The government’s efforts to boost domestic demand will be meaningless if unemployment continues to rise and wages continue to fall.
According to the latest unemployment and wages data released last week by the Directorate-General of Budget, Accounting and Statistics (DGBAS), the jobless rate hit a modern-era record of 5.82 percent last month, with the number of unemployed rising by 8,000 from the previous month to 633,000.
The average monthly income, meanwhile, dropped by a record 8.54 percent year-on-year to NT$47,107 during the first four months of the year. That figure is the lowest since 2003 and represents an income reduction of NT$4,399 per month per person.
The average monthly income includes regular wages, overtime and bonuses. Without overtime and bonuses, the average regular wage fell by a record 3.04 percent to NT$35,488 in the first four months, a cut of NT$1,031 per month per employee from a year earlier, according to the DGBAS data.
Taiwan is among the hardest-hit export-oriented nations in the Asia-Pacific region. To revive the economy, the government has budgeted NT$149.16 billion in stimulus spending this year to create between 190,000 and 220,000 jobs. This figure does not include the NT$85.7 billion consumer voucher program that was rolled out earlier this year, though it was hoped that this program could also boost consumer spending and keep the economy humming.
Economists are now predicting that the economy will move into positive territory in the fourth quarter — in short, they are saying the worst is over. However, for wage earners, job security remains the biggest concern as the global economic downturn continues. Tightfistedness has become a priority as households cope with declining incomes.
Taiwan already enjoys a considerably high savings rate of about 30 percent, based on the most recent data compiled by DGBAS.
But since welfare mechanisms for the unemployed are weaker than in most other developed countries, wage earners have developed a tendency to put aside more money in preparation for bad times.

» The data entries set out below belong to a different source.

PR #318486, opened 2026-05-27
Skip Inno spawn when another instance is already installing

### LINKED ISSUE #62476: Setup has detected that setup is currently running
Issue Type: <b>Bug</b>

Unexpected since I did not run any setup myself. Shortly before that the (1) badge showed up on the gear icon.

image

VS Code version: Code - Insiders 1.29.0-insider (220bff273eed39013f24b6d26fc17f2a742ce10f, 2018-11-02T06:18:20.695Z)
OS version: Windows_NT x64 10.0.17134

<details>

|Item|Value|
|---|---|
|CPUs|Intel(R) Core(TM) i7-4770HQ CPU @ 2.20GHz (4 x 2195)|
|GPU Status|2d_canvas: enabled<br>checker_imaging: disabled_off<br>flash_3d: enabled<br>flash_stage3d: enabled<br>flash_stage3d_baseline: enabled<br>gpu_compositing: enabled<br>multiple_raster_threads: enabled_on<br>native_gpu_memory_buffers: disabled_software<br>rasterization: unavailable_software<br>video_decode: enabled<br>video_encode: enabled<br>webgl: enabled<br>webgl2: enabled|
|Memory (System)|5.98GB (2.91GB free)|
|Process Argv|--inspect-extensions=51039|
|Screen Reader|no|
|VM|100%|

</details><details><summary>Extensions (15)</summary>

---|---|---
remotehub|eam|0.2.0
EditorConfig|Edi|0.12.5
vscode-azureappservice|ms-|0.9.1
vscode-azurefunctions|ms-|0.12.0
vscode-azurestorage|ms-|0.4.2
vscode-cosmosdb|ms-|0.8.0
azure-account|ms-|0.4.3
azurecli|ms-|0.4.2
csharp|ms-|1.17.0
github-issues-prs|ms-|0.9.1
vscode-node-azure-pack|ms-|0.0.4
azurerm-vscode-tools|msa|0.4.2
debugger-for-chrome|msj|4.10.2
vscode-docker|Pet|0.3.1
vscode-open-in-github|sys|1.7.0

</details>

dmitrivMS:
Fixes #62476

### Problem

When two VS Code Insiders instances are running against the same install (for example a normal instance plus one started with `--transient`) and an update becomes available, both instances independently progress through the update state machine to `doApplyUpdate` for the same downloaded `CodeSetup-*.exe` and each spawn Inno Setup.

The second spawn races into Inno's built-in **"Setup is already running"** modal, because Inno protects itself with a global per-install mutex.

### Fix

In `updateService.win32.ts` `doApplyUpdate`, check the existing `${win32MutexName}-updating` Windows named mutex (already held by the running Inno Setup process) **before** spawning. If another instance is already running setup for this install:

- Skip the spawn.
- Do not track an `updateProcess` (we must not kill the other instance's installer if the user cancels here).
- Keep the existing `-ready` mutex polling loop running so this instance still transitions `Updating → Ready` when the other instance's install finishes.

The existing 1-hour `cancelTimeout` continues to act as the safety net if the other instance crashes mid-install.

### Notes

- All filesystem coordination (flag file, cancel file, progress file, cache path) is already shared between instances, so the non-spawning instance still observes the same install correctly.
- A tiny residual race remains (both `isActive` checks return `false` before either process actually grabs the mutex), but the reported scenario — one instance already mid-install when the other tries to start — is handled.
- No new dependency: reuses `@vscode/windows-mutex` already imported a few lines down for `-ready`.


src/vs/platform/update/electron-main/updateService.win32.ts
```diff
@@ -435,14 +467,21 @@ export class Win32UpdateService extends AbstractUpdateService implements IRelaun
 			return;
 		}
 
+		const { updateProcess, updateFilePath, cancelFilePath } = this.availableUpdate;
+
+		// Another instance owns the installer: abort if it's still running so we don't start a new
+		// update cycle on top of it; keep `availableUpdate` so quit-and-install can still complete.
+		if (!updateProcess && this.isInstallerActive(await this.mutex)) {
+			throw new Error('Cannot cancel pending update: another instance is still running setup');
+		}
```
deepak1556, line 476: We do want to cancel running setup when cancelling update, why disable it ?

deepak1556 (commented):
LGTM with a question

Yoyokrazy (approved):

Such caution in discretionary spending is creating an unheralded counter-balance to the government’s stimulus plans, and this phenomenon will drag the economy down further rather than boost demand. John Maynard Keynes’ theory of “paradox of thrift” states that the more money consumers save, the less demand exists and the more damage is inflicted on the economy — especially during a slowdown.
This paradox can partially explain why the nation’s domestic economy — including the retail, wholesale and restaurant sectors — dropped 12.25 percent year-on-year to NT$4.8 trillion in the first five months of the year, despite the government’s fiscal stimulus measures to kick-start spending.
Interestingly, and ironically, the savings paradox frowns on the conventional wisdom that thrift is virtuous. For individuals, there is nothing wrong with frugality during an economic downturn; such people don’t have to change their behavior very much to adjust to hard times. But for the government, this situation only validates public concerns about the inadequacy of social welfare networks, and there are implications flowing from this on the effectiveness of fiscal stimulus efforts.
If the government proceeds with more spending as part of its stimulus programs, policymakers should be mindful of the consequences of neglecting job security and falling wages. Otherwise it could find that its efforts to revive the economy will be futile — together with the attendant political risk.